Reference channel based normalization between MS runs on protein level data?

type: boolean
default: true

Remove 'Norm' channels from protein level data

type: boolean
default: true

Reference channel based normalization between MS runs on protein level data

type: boolean
default: true

Export MSstats profile QC plots including all proteins

type: boolean

Enable generation of pmultiqc report? default: 'false'

type: boolean

Skip idXML files (do not generate search engine scores) in pmultiqc report? default: 'true'

type: boolean

Parameters used to describe centralised config profiles. These should not be edited.

Git commit id for Institutional configs.

hidden
type: string
default: master

Base directory for Institutional configs.

hidden
type: string
default: https://raw.githubusercontent.com/nf-core/configs/master

If you're running offline, Nextflow will not be able to fetch the institutional config files from the internet. If you don't need them, then this is not a problem. If you do need them, you should download the files from the repo and tell Nextflow where to find them with this parameter.

Institutional config name.

hidden
type: string

Institutional config description.

hidden
type: string

Institutional config contact information.

hidden
type: string

Institutional config URL link.

hidden
type: string

Set the top limit for requested resources for any single job.

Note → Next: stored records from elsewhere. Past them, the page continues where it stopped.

PR #132, opened 2016-08-25
Fixes a deadlock because a WaitGroup didn't decrement

nyarly:
On the one hand, we were limiting the number of active
SingularityRequest capturing goroutines to the number of unique
Singularity URLs.

BUT, we were counting all the clusters and waiting for them all to
finish - so if there were two "clusters" with the same URL, (i.e.
because different deployment enviroments (ci vs. pp), one would get
skipped and never be marked `Done().`

Also handled: the stray "cannot retry: <nil>" message that popped up
because the error channel closed to indicate completion.

Finally, some extra debug logging.

### DIFF
--- a/ext/singularity/actual_deployment_set.go
+++ b/ext/singularity/actual_deployment_set.go
@@ -53,10 +53,12 @@ func (sc *deployer) RunningDeployments(clusters sous.Clusters) (deps sous.Deploy
 
 	var singWait, depWait sync.WaitGroup
 
+	Log.Vomit.Printf("Setting up to wait for %d clusters", len(clusters))
 	singWait.Add(len(clusters))
 	for _, url := range clusters {
 		url := url.BaseURL
 		if _, ok := sings[url]; ok {
+			singWait.Done()
 			continue
 		}
 		//sing.Debug = true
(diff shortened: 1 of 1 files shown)


nyarly:
...in today's adventures in low hours of labor:lines of code ratios.

ext/singularity/actual_deployment_set.go
```diff
@@ -53,10 +53,12 @@ func (sc *deployer) RunningDeployments(clusters sous.Clusters) (deps sous.Deploy
 
 	var singWait, depWait sync.WaitGroup
 
+	Log.Vomit.Printf("Setting up to wait for %d clusters", len(clusters))
 	singWait.Add(len(clusters))
 	for _, url := range clusters {
 		url := url.BaseURL
 		if _, ok := sings[url]; ok {
+			singWait.Done()
```
nyarly: This is the actual fix.

ext/singularity/actual_deployment_set.go
```diff
@@ -70,19 +72,25 @@ func (sc *deployer) RunningDeployments(clusters sous.Clusters) (deps sous.Deploy
...
 
 	for {
+		var cont bool
 		select {
 		case dep := <-depCh:
 			deps.Add(dep)
 			Log.Debug.Printf("Deployment #%d: %+v", deps.Len(), dep)
 			depWait.Done()
-		case err = <-errCh:
+		case err, cont = <-errCh:
```
nyarly: This is just nice.

PR #135, opened 2016-08-26
Adds a String() method for BuildResult

nyarly:
Motivation was so that `sous build` would have nicer output

### DIFF
--- a/lib/build_result_test.go
+++ b/lib/build_result_test.go
@@ -1,0 +1,24 @@
+package sous
+
+import (
+	"fmt"
+	"testing"
+	"time"
+
+	"github.com/nyarly/testify/assert"
+)
+
+func TestBuildResultString(t *testing.T) {
+	assert := assert.New(t)
+
+	br := &BuildResult{
+		Elapsed:     time.Second * 5,
+		Advisories:  []string{"ephemeral tag"},
+		VersionName: "something-something-2.3.4",
+	}
+
+	str := fmt.Sprintln(br)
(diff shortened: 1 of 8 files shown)


lib/buildpack.go
```diff
@@ -64,3 +68,11 @@ type (
 func (s *EchoSelector) SelectBuildpack(c *BuildContext) (Buildpack, error) {
 	return s.Factory(c)
 }
+
+func (br *BuildResult) String() string {
+	str := fmt.Sprintf("Built: %q", br.ImageID)
+	if len(br.Advisories) > 0 {
+		str = str + "\nAdvisories:\n  " + strings.Join(br.Advisories, "  \n")
+	}
+	return fmt.Sprintf("%s\nElapsed: %v", str, br.Elapsed)
```
samsalisbury: `%s` may be better for br.Elapsed, as time.Duration implements fmt.Stringer

lib/build_result_test.go
```diff
@@ -0,0 +1,24 @@
...
+	br := &BuildResult{
+		Elapsed:     time.Second * 5,
+		Advisories:  []string{"ephemeral tag"},
+		VersionName: "something-something-2.3.4",
+	}
+
+	str := fmt.Sprintln(br)
+	assert.Regexp(`ephemeral`, str)
+	assert.Regexp(`2.3.4`, str)
+	assert.Regexp(`5`, str)
```
samsalisbury: Could maybe assert "5s" here?

PR #137, opened 2016-08-26
Adds tag validation to sous build TECHOPS-658

nyarly:
validates that tags given on the command line are formatted correctly


lib/build_manager.go
```diff
@@ -20,6 +20,7 @@ func (m *BuildManager) Build() (br *BuildResult, e error) {
 	var bc *BuildContext
 
 	e = firsterr.Returned(
```
samsalisbury: `firsterr.Set` may be more succinct here.

PR #138, opened 2016-08-26
Documentation update TECHOPS-559

nyarly:


doc/getting_started.md
```diff
@@ -0,0 +1,67 @@
...
+the IP and port you'll be on,
+and you should bind to the network accordingly.
+
+While there are many many options about how Singularity works,
+Sous provides a limited subset of these options.
+For instance, automatic port mapping is not available,
+on the grounds that a Singularity based service
+will need to announce itself somehow,
+and will need to know its outside port regardless.
+In the default networking mode, the outside and inside ports are the same.
```
samsalisbury: I'm not sure this is right, or at least may be confusing. The "outside" port on the host will certainly not be the same as the port the application process listens on, or may be occasionally through pure coincidence. Therefore, e.g. for discovery purposes, in the way we do it at OpenTable, the application needs to be passed extra information about the "outside port" in order to announce correctly, it cannot just rely on the inside listening port.

doc/getting_started.md
```diff
@@ -0,0 +1,67 @@
...
+is that your application will provide its own Dockerfile.
+
+# Summary
+
+Consequent to the above,
+applications intending to be deployed via Sous
+should address the following points:
+
+* The binary artifact is a Docker container, described by a Dockerfile you write.
+* All configuration for the application should come through environment variables.
```
samsalisbury: I think some people will take issue with this... Although I believe that written would be ideal, I think we should really specify that "all configuration that _changes per environment_ should come through environment variables".

doc/getting_started.md
```diff
@@ -0,0 +1,67 @@
...
+  * One pattern to address this requirement is to build "flavors" of configuration, and select based on ENV
+* You'll need to get your network addresses from `ENV[PORT0]` and bind accordingly.
```
samsalisbury: Hmm, think I was confusing TASK_HOST with PORT0 earlier in https://github.com/opentable/sous/pull/138/commits/c17b9d84648bcd540ccab9f53c61d67a68435cd9#r76763385 

Either way though, the real advice here should be to bind on "0.0.0.0:$PORT0" and announce on "$TASK_HOST:$PORT0". However, this all seems quite specific to OpenTable's discovery system, so not sure the documentation belongs here entirely.

doc/getting_started.md
samsalisbury: Actually, I might be wrong about this... See https://github.com/opentable/sous/pull/138/commits/c17b9d84648bcd540ccab9f53c61d67a68435cd9#r76764185

doc/getting_started.md
```diff
@@ -0,0 +1,67 @@
...
+
+# Summary
+
+Consequent to the above,
+applications intending to be deployed via Sous
+should address the following points:
+
+* The binary artifact is a Docker container, described by a Dockerfile you write.
+* All configuration for the application should come through environment variables.
+  * One pattern to address this requirement is to build "flavors" of configuration, and select based on ENV
```
samsalisbury: "Flavour" or "ENV"? Yeah, flavours are basically a way to escape from environment variables and pick a different configuration set based on an arbitrary short string. They are something which should be avoided where possible, but I think having flavours as a fallback to support those apps which have odd requirements is definitely a useful tool.

doc/getting_started.md
```diff
@@ -0,0 +1,67 @@
...
+Sous (currently) only deploys into Singularity clusters.
+There are assumptions about
+how your application works
+that it therefore carries over
+from Singularity.
+
+More specifically,
+we assume the default networking mode in Singularity:
+you'll be provided with environment variables for
+the IP and port you'll be on,
```
samsalisbury: Suggest:

    you'll be provided with two environment variables you must use to configure your server:
        `TASK_HOST` contains the host name of the node you're running on, and
        `PORT0` contains the number of an available port you must listen on.
    If you asked for more than one port in your resources configuration, you will also have
        `PORT1, PORT2, ... PORTN-1` also indicating free ports you can listen on.

doc/getting_started.md
nyarly: This reflects my best understanding: the design at the moment, and the goal as expressed by Platform, is to use bridge networking with the default port mappings - which is outside<->inside. I'm obliquely referencing discussions I've had where it was clear that engineers wanted more complicated mappings to simplify their run scripts (this is the nginx-and-listen-port problem), but that they'd need to announce anyway, so all they're avoiding is templating a very simple nginx config.

doc/getting_started.md
nyarly: For the record, this use of "flavor" predates the idea you were talking about with Sous flavors. I had in mind the approach I've seen of having "config/{dev,prod}.properties" and then ROLE=dev => `File.new("config/"+Env.get("ROLE"))` ...

nyarly:
@samsalisbury For the life of me, I cannot remember where we left this. Can you do a counter-PR?

doc/getting_started.md
samsalisbury: Yeah that is quite a common usage of the concept. "Flavours" at OpenTable/sous are distinct from this meaning though, they are about multiple deployments of the same application in the same environment. I.e. it effectively multiplies the number of virtual environments an application can run in beyond the number of clusters we have. In my follow-up PR I'm removing reference to flavours here, since they are more of an advanced topic for special use cases.

All that's required to satisfy the "alternative configuration set per environment" from your example above is an environment variable in the deployment for that environment.

samsalisbury:
@nyarly I've opened a PR continuing from this one at https://github.com/opentable/sous/pull/143

PR #143, opened 2016-09-01
Getting started tweaks.

samsalisbury:
- Mainly to be specific about networking options satisfying OpenTable
  in its current state, rather than for satisfying service discovery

Maximum number of CPUs that can be requested for any single job.

hidden
type: integer
default: 16

Use to set an upper-limit for the CPU requirement for each process. Should be an integer e.g. --max_cpus 1

Maximum amount of memory that can be requested for any single job.

hidden
type: string
default: 128.GB
pattern: ^\d+(\.\d+)?\.?\s*(K|M|G|T)?B$

Use to set an upper-limit for the memory requirement for each process. Should be a string in the format integer-unit e.g. --max_memory '8.GB'

Maximum amount of time that can be requested for any single job.

hidden
type: string
default: 240.h
pattern: ^(\d+\.?\s*(s|m|h|d|day)\s*)+$

Use to set an upper-limit for the time requirement for each process. Should be a string in the format integer-unit e.g. --max_time '2.h'

Less common options for the pipeline, typically set in a config file.

Display help text.

hidden
type: boolean

Display version and exit.

hidden
type: boolean

Method used to save pipeline results to output directory.

hidden
type: string

The Nextflow publishDir option specifies which intermediate files should be saved to the output directory. This option tells the pipeline what method should be used to move these files. See Nextflow docs for details.

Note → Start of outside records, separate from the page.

PR #147, opened 2016-09-01
Recreates DB when schema changes, refreshing data as needed  TECHOPS-677

nyarly:
Biggest change is creation of a GroomDatabase method on NameCache.

### DIFF
--- a/ext/docker/image_mapping.go
+++ b/ext/docker/image_mapping.go
@@ -10,6 +10,7 @@ import (
 	"regexp"
 	"strings"
 	"text/tabwriter"
+	"time"
 
 	"github.com/docker/distribution"
 	"github.com/docker/distribution/reference"
@@ -83,7 +84,9 @@ func (e NotModifiedErr) Error() string {
 
 // NewNameCache builds a new name cache
 func NewNameCache(cl docker_registry.Client, db *sql.DB) *NameCache {
-	return &NameCache{cl, db}
+	nc := &NameCache{cl, db}
+	nc.GroomDatabase()
+	return nc
 }
 
 // ListSourceIDs implements Registry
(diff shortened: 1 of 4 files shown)


ext/docker/image_mapping.go
```diff
@@ -281,77 +350,74 @@ func GetDatabase(cfg *DBConfig) (*sql.DB, error) {
...
-		"repo_name_id references docker_repo_name"+
-		"    not null"+
-		", location_id references docker_search_location"+
-		"    not null"+
-		",  primary key (repo_name_id, location_id)"+
-		");"); err != nil {
-		return nil, err
-	}
+func clobber(db *sql.DB) {
+	Log.Debug.Print("DB Clobbering time!")
```
samsalisbury: This made me laugh out loud, I do like software with personality, I just wonder if a bit more information might be helpful for the user, e.g. "Updating Docker Name Cache DB Schema" (although that would belong in the GroomDB method I guess...)

ext/docker/image_mapping_test.go
```diff
@@ -23,6 +24,113 @@ func inMemoryDB(name string) *sql.DB {
 	return db
 }
 
+func BenchmarkFPSchema(b *testing.B) {
```
samsalisbury: Cool, benchmarks :) you know what I would really like? A tool like CodeCov that would compare benchmark results from one build to another... Have you some across an online tool to do that? I have not despite a quick Google, but it would be nice. There is a CLI tool (benchcmp) that does these comparisons... Startup idea?

ext/docker/image_mapping_test.go
```diff
@@ -23,6 +24,113 @@ func inMemoryDB(name string) *sql.DB {
...
+	for i := 0; i < b.N; i++ {
+		dbName := fmt.Sprintf("inmemory%d.db", i)
+		_, err := GetDatabase(&DBConfig{"sqlite3", InMemoryConnection(dbName)})
+		if err != nil {
+			b.Log(err)
+		}
+	}
+}
+
+func TestReharvest(t *testing.T) {
```
samsalisbury: I wonder if this test should be called "TestGroom"?

PR #149, opened 2016-09-04
Flavor implementation.

samsalisbury:
Includes #148 

This PR implements the concept of "Flavor" as part of a manifest's and deployment's ID.

Flavor is a way to multiply deployments of a single codebase per cluster. The name "Flavor" is already in use at OpenTable to describe short strings used for this purpose, so we have kept the name.

The original spec we imagined for ManifestID.String was to use a colon to separate the SourceLocation from the Flavor, however this makes for file paths in the GDM that are difficult to work with (colon being the default path list separator on gnu/linux type operating systems). Therefore, the implementation uses tilde `~` to separate the two. This means that tilde is a special character in Sous, and for now will not be usable in repository names. Follow-up PR coming to make sure we validate incoming source locations, tags (versions), and cluster names to ensure none of them make use of tilde or comma, which are both special characters for Sous.

It would be possible to use alternative encoding for file paths based on ManifestID, however that would add significant complexity, which we don't need to tackle, at least not yet.

Similarly, we originally intended for the comma separator used in SourceIDs to be optional, by specifying an alternative separator at the start of the line. We can still accept this for user input for now, but regardless will validate that source locations and tags do not contain commas or tildes in their particles, to avoid the cost of allowing escape chars. If this becomes a problem later (e.g. we need to support SourceLocations containing commas and tildes), then we can address it by adding escaping at that point. I doubt this will ever become an issue for more than a couple of oddball repositories though.

### DIFF
--- a/cli/add_flags_test.go
+++ b/cli/add_flags_test.go
@@ -13,10 +13,12 @@ func TestAddFlagsForRectify(t *testing.T) {
 				all deployments should be considered
 	-cluster string
 				target deployment cluster
-  -offset string
-        source code relative repository offset
-  -repo string
-        source code repository location
+	-flavor string
+				flavor is a short string used to differentiate alternative deployments
+	-offset string
+				source code relative repository offset
+	-repo string
+				source code repository location
 `
 
 	fs := flag.NewFlagSet("rectify", flag.ContinueOnError)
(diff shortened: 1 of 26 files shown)


samsalisbury:
Relates to TECHOPS-678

Email address for completion summary, only when pipeline fails.

hidden
type: string
pattern: ^([a-zA-Z0-9_\-\.]+)@([a-zA-Z0-9_\-\.]+)\.([a-zA-Z]{2,5})$

An email address to send a summary email to when the pipeline is completed - ONLY sent if the pipeline does not exit successfully.

Send plain-text email instead of HTML.

hidden
type: boolean

File size limit when attaching MultiQC reports to summary emails.

hidden
type: string
default: 25.MB
pattern: ^\d+(\.\d+)?\.?\s*(K|M|G|T)?B$

Do not use coloured log outputs.

hidden
type: boolean

Incoming hook URL for messaging service

hidden
type: string

Incoming hook URL for messaging service. Currently, MS Teams and Slack are supported.

Custom config file to supply to MultiQC.

hidden
type: string

Skip protein/peptide table plots with pmultiqc for large dataset.

type: boolean

Custom logo file to supply to MultiQC. File name must also be set in the MultiQC config file

hidden
type: string

Custom MultiQC yaml file containing HTML including a methods description.

type: string

Boolean whether to validate parameters against the schema at runtime

hidden
type: boolean
default: true

Show all params when using --help

hidden
type: boolean

By default, parameters set as hidden in the schema are not shown on the command line when a user runs with --help. Specifying this option will tell the pipeline to show all parameters.

Validation of parameters fails when an unrecognised parameter is found.

hidden
type: boolean

By default, when an unrecognised parameter is found, it returns a warinig.

Validation of parameters in lenient more.

hidden
type: boolean

Allows string values that are parseable as numbers or booleans. For further information see JSONSchema docs.